Ах, если бы только он был жив и она могла найти его! Может быть, эти дикари оставили его в живых. Это было безумием, но она решила попытаться отыскать его; что-то внутри нее толкало Бениту на это опасное дело. Если бы ее попытка не увенчалась успехом, она могла бы проскользнуть под стены крепости и позвать на помощь макаланга, которые наверняка сумели бы втащить ее на веревке на стену прежде, чем подоспели бы матабеле. Она решила, что ни за что не вернется с пустыми руками в эту ужасную пещеру, чтобы встретить там с отцом жалкую смерть. Лучше погибнуть здесь, на открытом воздухе, под звездами, хотя бы от ассегая матабеле или от собственной пули.

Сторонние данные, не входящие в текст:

PR #1190, opened 2021-06-07
kpatch: rmmod module of the same name before loading a module

liu-song-6:
With klp->replace, when a patch is replaced, it is no longer an active
patch, but the module is still loaded with a refcount of 0. If the user
tries to load the patch again, insmod will fail with EEXIT. To avoid
such errors, run a proactive rmmod before loading the module. This is a
no-op if the module is not loaded or is actually in use.

### DIFF
--- a/kpatch/kpatch
+++ b/kpatch/kpatch
@@ -275,7 +275,7 @@ wait_for_patch_transition() {
 
 module_ref_count() {
 	local modname="$1"
-	[[ $(cat "/sys/module/$modname/refcnt" 2>/dev/null) != "0" ]]
+	[[ $(cat "/sys/module/$modname/refcnt" 2>/dev/null) -gt "0" ]]
 }
 
 wait_for_zero_module_ref_count() {
@@ -338,6 +338,9 @@ load_module () {
 			echo "module named $modname already loaded and enabled"
 		fi
 	else
+		# Cleanup possibly loaded, but disabled patch.
+		remove_module "$modname" "quiet"
+
 		echo "loading patch module: $module"
 		local i=0
 		while true; do
@@ -420,7 +423,9 @@ remove_module () {
 		die "failed to unload module $modname (refcnt)"
 	fi
 
-	echo "unloading patch module: $modname"
+	if [[ "$#" -lt 2 || "$2" != "quiet" ]] ; then
+		echo "unloading patch module: $modname"
+	fi
 	# ignore any error here because rmmod can fail if the module used
 	# KPATCH_FORCE_UNSAFE.
 	rmmod "$modname" 2> /dev/null || return 0


joe-lawrence:
Hi @liu-song-6,

I understand the scenario, but not the use case.  Is the user trying to reload the initial kpatch after it's already been atomically replaced?  Something like:
- kpatch A loaded
- kpatch B replaces kpatch A
- kpatch A disabled, refcount 0, module left loaded
- user wants to load kpatch A again?

Or did the user also disable and remove kpatch B before trying to reload kpatch A?

Also perhaps another way to tackle this is for the kpatch utility's load subcommand to hang around try and cleanup any kpatches that have been atomically replaced by the incoming kpatch.  Maybe that has more "replace" than simple "load" semantics, but I only offer it as a brainstorming idea before fully understanding the use case.

liu-song-6:
> 
> * kpatch A loaded
> * kpatch B replaces kpatch A
> * kpatch A disabled, refcount 0, module left loaded
> * user wants to load kpatch A again?
> 
> Or did the user also disable and remove kpatch B before trying to reload kpatch A?

The plan is to build kpatch A also with replace. Therefore, when the user loads kpatch A again, it should replace kpatch B. The use case is like, we have kpatch A loaded, then we want to test kpatch B. If the test didn't go well, we would roll back to kpatch A. 

I agree it is better to do the clean up when we load kpatch B for the first time. But this version is a lot simpler...

liu-song-6:
Hi @joe-lawrence , 

Here are some more details about our plan. We would like to use the replace flag on all live live and deliver live patch (the .ko file) in rpm files. The rpm will install the .ko file in /var/lib/kpatch/$(uname -r)/; and calls `kpatch load --all` in %post. With this design, we can simply upgrade live patch as regular rpms. For example:
```
# install the first hotfix
rpm -i klp-xxx-hotfix1-1.rpm
# upgrade to the second hotfix
rpm -U klp-xxx-hotfix2-1.rpm
```
If we want to do downgrade back to hotfix1, the rpm syntax is like:
```
rpm -U klp-xxx-hotfix1-1.rpm --force
```
However, without this change, this may break because the hotfix1 module is loaded. 

I don't think adding rmmod would break anything. Shall we merge this change and simplify the downgrade operation?

Thanks!

joe-lawrence:
Hi @liu-song-6,

Thanks for the extra details, I understand the use case now.  My only reservation about the strategy is that downgrading from hotfix2 to hotfix1 requires hotfix1 to be compatible with any side effects of hotfix2.  For example, if hotfix2 creates or modifies a shadow variable or other data structure, hotfix1 would need to be ready to handle those cases, too.  With a little foresight, that could be possible, and in cases where it's not, I think you could just upgrade to hotfix3 (which would be hotfix1 + extra code to handle hotfix2's side effects).

A few follow ups out of curiosity:

- is reversion back to hotfix1 intended for production, or only in testing scenarios?
- do you plan on loading multiple hotfix kpatches at the same time (addressing different CVEs or subsystems), or do you plan on building a single (large) cumulative kpatch?

IIRC, @euspectre uses the atomic replace feature of the older kpatch.ko core module, so he may have some real experience and advice on patch revert vs. upgrade strategies.


As far as this change goes, I'm still on the fence about where it would best fit.  The simple kpatch unload case waits around for a zero-reference-count and finally removes said module, so the user could expect kpatch load to do the same for replaced modules... but this seems non-trivial to implement for multiple reasons.  If this looks like the "best" place for this functionality, maybe @jpoimboe or @sm00th have some ideas.

In the meantime, `load_module()` is a hairball of support for various livepatch kernel versions, not to mention legacy kpatch.ko.  There are a lot of weird corner cases (like aborting an unpatching transition and legacy kpatch.ko checksum stuff), but would this work and be a little more targeted to the intended use case (untested)?

``` patch
diff --git a/kpatch/kpatch b/kpatch/kpatch
index 4e46b124e492..fd453a7eaced 100755
--- a/kpatch/kpatch
+++ b/kpatch/kpatch
@@ -338,6 +338,10 @@ load_module () {
                        echo "module named $modname already loaded and enabled"
                fi
        else
+
+               # Cleanup possibly loaded, but disabled patch.
+               remove_module "$modname"
+
                echo "loading patch module: $module"
                local i=0
                while true; do
```

liu-song-6:
> Thanks for the extra details, I understand the use case now. My only reservation about the strategy is that downgrading from hotfix2 to hotfix1 requires hotfix1 to be compatible with any side effects of hotfix2. For example, if hotfix2 creates or modifies a shadow variable or other data structure, hotfix1 would need to be ready to handle those cases, too. With a little foresight, that could be possible, and in cases where it's not, I think you could just upgrade to hotfix3 (which would be hotfix1 + extra code to handle hotfix2's side effects).

We understand that there are cases where we cannot roll back to hotfix1, and further upgrading to hotfix3 is the better (and maybe the only viable) option. Rolling back is not a normal operation. It is more for emergencies when something is seriously wrong with hotfix2. 

> 
> A few follow ups out of curiosity:
> 
> * is reversion back to hotfix1 intended for production, or only in testing scenarios?

We may need it in production, but not often (emergency only)

> * do you plan on loading multiple hotfix kpatches at the same time (addressing different CVEs or subsystems), or do you plan on building a single (large) cumulative kpatch?

We plan to build a single large cumulative kpatch. 

> 
> In the meantime, `load_module()` is a hairball of support for various livepatch kernel versions, not to mention legacy kpatch.ko. There are a lot of weird corner cases (like aborting an unpatching transition and legacy kpatch.ko checksum stuff), but would this work and be a little more targeted to the intended use case (untested)?
> 
> ```diff
> diff --git a/kpatch/kpatch b/kpatch/kpatch
> index 4e46b124e492..fd453a7eaced 100755
> --- a/kpatch/kpatch
> +++ b/kpatch/kpatch
> @@ -338,6 +338,10 @@ load_module () {
>                         echo "module named $modname already loaded and enabled"
>                 fi
>         else
> +
> +               # Cleanup possibly loaded, but disabled patch.
> +               remove_module "$modname"
> +
>                 echo "loading patch module: $module"
>                 local i=0
>                 while true; do
> ```

Yes, this version also works.

liu-song-6:
> > In the meantime, `load_module()` is a hairball of support for various livepatch kernel versions, not to mention legacy kpatch.ko. There are a lot of weird corner cases (like aborting an unpatching transition and legacy kpatch.ko checksum stuff), but would this work and be a little more targeted to the intended use case (untested)?
> > ```diff
> > diff --git a/kpatch/kpatch b/kpatch/kpatch
> > index 4e46b124e492..fd453a7eaced 100755
> > --- a/kpatch/kpatch
> > +++ b/kpatch/kpatch
> > @@ -338,6 +338,10 @@ load_module () {
> >                         echo "module named $modname already loaded and enabled"
> >                 fi
> >         else
> > +
> > +               # Cleanup possibly loaded, but disabled patch.
> > +               remove_module "$modname"
> > +
> >                 echo "loading patch module: $module"
> >                 local i=0
> >                 while true; do
> > ```
> 
> Yes, this version also works.

Shall I update the pull request with this version?

joe-lawrence:
> Shall I update the pull request with this version?

I don't have a better solution for now, so yes, I think moving that code a little deeper in `load_module()` would better target this use case.  Also using `remove_module()` should handle a very small timing window where the livepatch sysfs interface has gone away but the its module reference may have not dropped to zero yet.

jpoimboe (approved):

sm00th:
Ugh. This now fails the case of initial module load because `module_ref_count()` can't find `/sys/module/$modname/refcnt`. So we'll need something like this:

```
diff --git a/kpatch/kpatch b/kpatch/kpatch
index 1707fdd..6936c34 100755
--- a/kpatch/kpatch
+++ b/kpatch/kpatch
@@ -275,7 +275,10 @@ wait_for_patch_transition() {
 
 module_ref_count() {
        local modname="$1"
-       [[ $(cat "/sys/module/$modname/refcnt" 2>/dev/null) != "0" ]]
+       local refcnt="/sys/module/$modname/refcnt"
+
+       [[ -f "$refcnt" ]] || return 1
+       [[ $(cat "$refcnt" 2>/dev/null) != "0" ]]
 }
 
 wait_for_zero_module_ref_count() {
```

joe-lawrence:
> Ugh. This now fails the case of initial module load because `module_ref_count()` can't find `/sys/module/$modname/refcnt`. So we'll need something like this:
> 
> ```
> diff --git a/kpatch/kpatch b/kpatch/kpatch
> index 1707fdd..6936c34 100755
> --- a/kpatch/kpatch
> +++ b/kpatch/kpatch
> @@ -275,7 +275,10 @@ wait_for_patch_transition() {
>  
>  module_ref_count() {
>         local modname="$1"
> -       [[ $(cat "/sys/module/$modname/refcnt" 2>/dev/null) != "0" ]]
> +       local refcnt="/sys/module/$modname/refcnt"
> +
> +       [[ -f "$refcnt" ]] || return 1
> +       [[ $(cat "$refcnt" 2>/dev/null) != "0" ]]
>  }
>  
>  wait_for_zero_module_ref_count() {
> ```

Ooo, good catch.

Should we be paranoid that the refcnt file could go away between the `-f` and `cat` calls and end up with the same issue?  How about updating the original condition slightly so that it _only_ succeeds when the refcnt is a number greater than 0.  Again, untested :D 

```bash
[[ $(cat "/sys/module/$modname/refcnt" 2>/dev/null) -gt 0 ]]
```

liu-song-6:
Thanks @joe-lawrence and @sm00th . I updated the commit with the feedback. I also added remove_module_quiet(), which do not have the confusing `echo "unloading patch module: $modname"`.

kpatch/kpatch
```diff
@@ -426,6 +429,18 @@ remove_module () {
 	rmmod "$modname" 2> /dev/null || return 0
 }
 
+remove_module_quiet () {
```
sm00th, line 432: Looks good. Silencing the echo is a good idea but it is hardly worth a full copy of remove_module_quiet() function. We can add an optional variable instead and only set it to "true" or something in the new call, leaving old ones as is.

sm00th (approved):

joe-lawrence (approved):
Thanks for the updates, @liu-song-6  :+1:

Бенита осмотрелась кругом, чтобы запомнить место на тот случай, если ей придется вернуться ко входу в пещеру. Это оказалось нетрудно, так как в сотне футов над ее головой, где обрывистая стена скалы слегка выпячивалась вперед, — на том самом месте, куда, согласно легенде, упало тело Бениты да Феррейра, — из расщелины росла искривленная мимоза. Чтобы точно отметить место входа в подземелье, девушка пригнула к земле пучок камышей, затем зажгла несколько серных спичек и бросила их в проход, чтобы их запах отпугивал крокодилов; на случай возвращения она спрятала фонарь под камнем рядом с отверстием, ведущим в пещеру.
Потом Бенита пустилась в путь. Во время высокой воды ей бы пришлось отправиться вплавь; теперь же между Замбези и отвесной скалой оставалась узенькая полоска болотистой почвы. По ней-то и шла Бенита. Эта прогулка навсегда сохранилась в ее памяти. С высоких камышей на нее падала обильная роса, пока она не промокла насквозь; какие-то чернохвостые птицы испуганно взлетали и уносились через реку; совы и выпи, тревожно ерзали в своих гнездах. Крупные рыбы плескались в прибрежной заводи; впрочем, быть может, это были не рыбы, а крокодилы. Бенита уповала на то, что ей больше не придется встретиться с этими чудовищами, одного раза для нее было довольно. Все случившееся казалось ей донельзя странным. Можно ли было себе представить, что она — это та самая Бенита, которая меньше года тому назад гуляла со своими кузенами по нарядным улицам Лондона, заглядывая в витрины магазинов? Что бы сказали ее родственники, если бы увидели ее, бледную, с выражением тревоги в глазах, одиноко бредущую по неведомым болотистым берегам Замбези, бегущую от одной опасности, чтобы, может быть, попасть в другую?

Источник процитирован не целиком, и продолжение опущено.